* _Exercise aim_:
Copy out each line below in which the string "used" appears.

----- Task input -----

PR #5446, opened 2025-01-11
Fix syncMethod=function

PavelVanecek:
## Description

I skipped this one when porting to Redux, fixed now. It works nicely in the storybook too.

## Related Issue

### DIFF
--- a/test/chart/LineChart.spec.tsx
+++ b/test/chart/LineChart.spec.tsx
@@ -23,8 +23,11 @@ import { generateMockData } from '../helper/generateMockData';
 import { useAppSelector } from '../../src/state/hooks';
 import { pageData } from '../../storybook/stories/data';
 import { selectAxisRangeWithReverse, selectTicksOfGraphicalItem } from '../../src/state/selectors/axisSelectors';
-import { createSelectorTestCase } from '../helper/createSelectorTestCase';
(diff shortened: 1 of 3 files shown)


test/chart/LineChart.spec.tsx
```diff
@@ -1515,33 +1603,29 @@ describe('<LineChart /> - Rendering two line charts with syncId', () => {
...
 
-      fireEvent.mouseOver(firstChart, { bubbles: true, clientX: margin.left + 0.1 * dotSpacing, clientY: height / 2 });
-      vi.advanceTimersByTime(100);
+      hoverOverFirstLineItem(firstChart);
 
       // There are two tooltips - one for each LineChart as they have the same syncId
       expect(container.querySelectorAll('.recharts-tooltip-cursor')).toHaveLength(2);
 
-      // make sure tooltips display the correct values, synced by data value
-      expect(screen.queryByText('300')).toBeTruthy();
```
PavelVanecek, line 1543: The previous test was expecting `300` to be somewhere in the document. I have no clue where that came from, it doesn't match what I would expect in the Tooltip from looking at the data and expected index. I suspect that this test used to match something from other elements other than the Tooltip itself? I switched it so that now it only looks at the Tooltip payload and nothing else.

ckifer: Sounds good

ckifer (approved):

Issue #5449, opened 2025-01-11
Control the ActiveDots programmatically or provide a way to place reference dots on top of the ActiveDots.


Fefedu973:
I'm trying to do something like this: https://codesandbox.io/p/sandbox/nifty-marco-gtpxpz
However I have some issues:
- I want to put the ReferenceDots right on the corresponding datapoint but they are always off on the x axis (the wider the graph the larger the gap)
This is fixable only (I thought) if we could either manually control wich active dot is displayed (in my configuration I want an independant active dot for ecah line) but this is not possible or at least a way to put the reference dot right on the exact same position of the datapoint (or active dot) this would fix the alignment issue. Or last a way to allow the active dot to be independant for each line

PavelVanecek:
Hi @Fefedu973 , can you please show how would you like the chart to behave? I can't tell what's wrong from the codesandbox.

Fefedu973:
As you can see my reference dot are not on they given datapoint (they are miss aligned ). I used reference dot as an alternative to active dot behavior because it dosen't match what i want:

What I want the active dots to do (but rn they are miss aligned unfortunately):
https://github.com/user-attachments/assets/cdb5a69c-8440-4999-aa74-6487b27a9ed3
so here it is like if i had ALWAYS one active dot PER line and not one active dot per graph (this is what i want)

What they are doing rn (without my reference dots alternative that dosen't work 100% as I said):
https://github.com/user-attachments/assets/6ff74d98-ce5f-4c50-b2b7-b43f9336989b
here the active dot is traveling between the two lines (so the blue or red line don't always has an active dot active)

PavelVanecek:
Interesting, on my computer it looks perfectly aligned:

https://github.com/user-attachments/assets/f6cce763-b02f-4f1c-bf8e-6ec64ee24793

Oh I see if I make the chart a lot wider then it shows the difference:

<img width="479" alt="image" src="https://github.com/user-attachments/assets/c0f8dd45-0643-44a7-82af-1c498ada10f4" />

PavelVanecek:
And the whole chart looks completely wrong on the 3.x branch: 

<img width="1469" alt="image" src="https://github.com/user-attachments/assets/10e0e23e-d9ee-4a1e-a0ef-2aae8537df8e" />

I will take a look at what's going on there.

PavelVanecek:
Okay so good news and bad news.

Good news first.

[...]

PR #5451, opened 2025-01-12
Add story for closest data point and dual ReferenceDots

PavelVanecek:
Add example from https://github.com/recharts/recharts/issues/5449 to the storybook so that we can see how it works with 3.0 and the hook

### DIFF
--- a/src/synchronisation/types.ts
+++ b/src/synchronisation/types.ts
@@ -1,6 +1,6 @@
 import { Coordinate, DataKey, TickItem } from '../util/types';
 
-export type CustomSyncMethodDataParam = {
+export type MouseHandlerDataParam = {
   activeTooltipIndex: number | undefined;
   isTooltipActive: boolean;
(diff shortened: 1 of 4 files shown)


ckifer (approved):

ckifer:
Nit: there's other info people may want about the active index (index itself mostly. 

Should we make every hook individual or is it ok to combine them?

PavelVanecek:
I think individual hooks give us more opportunity for fewer re-renders.

On the other hand the tooltip activeX all change together anyway. So no strong feelings I suppose. Do you have a preference?

ckifer:
No strong preference really. My reasoning is that the selector inputs and the selector itself are mostly the same for this part of the state. If createSelector is actually memoizing things there shouldn't be any extra renders at all right? 

Also activeLabel doesn't seem that useful on its own (although it is here)

Anyways doesn't matter too much, just giving thoughts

-----

* _Written response_:
PavelVanecek, line 1543: The previous test was expecting `300` to be somewhere in the document. I have no clue where that came from, it doesn't match what I would expect in the Tooltip from looking at the data and expected index. I suspect that this test used to match something from other elements other than the Tooltip itself? I switched it so that now it only looks at the Tooltip payload and nothing else.
As you can see my reference dot are not on they given datapoint (they are miss aligned ). I used reference dot as an alternative to active dot behavior because it dosen't match what i want:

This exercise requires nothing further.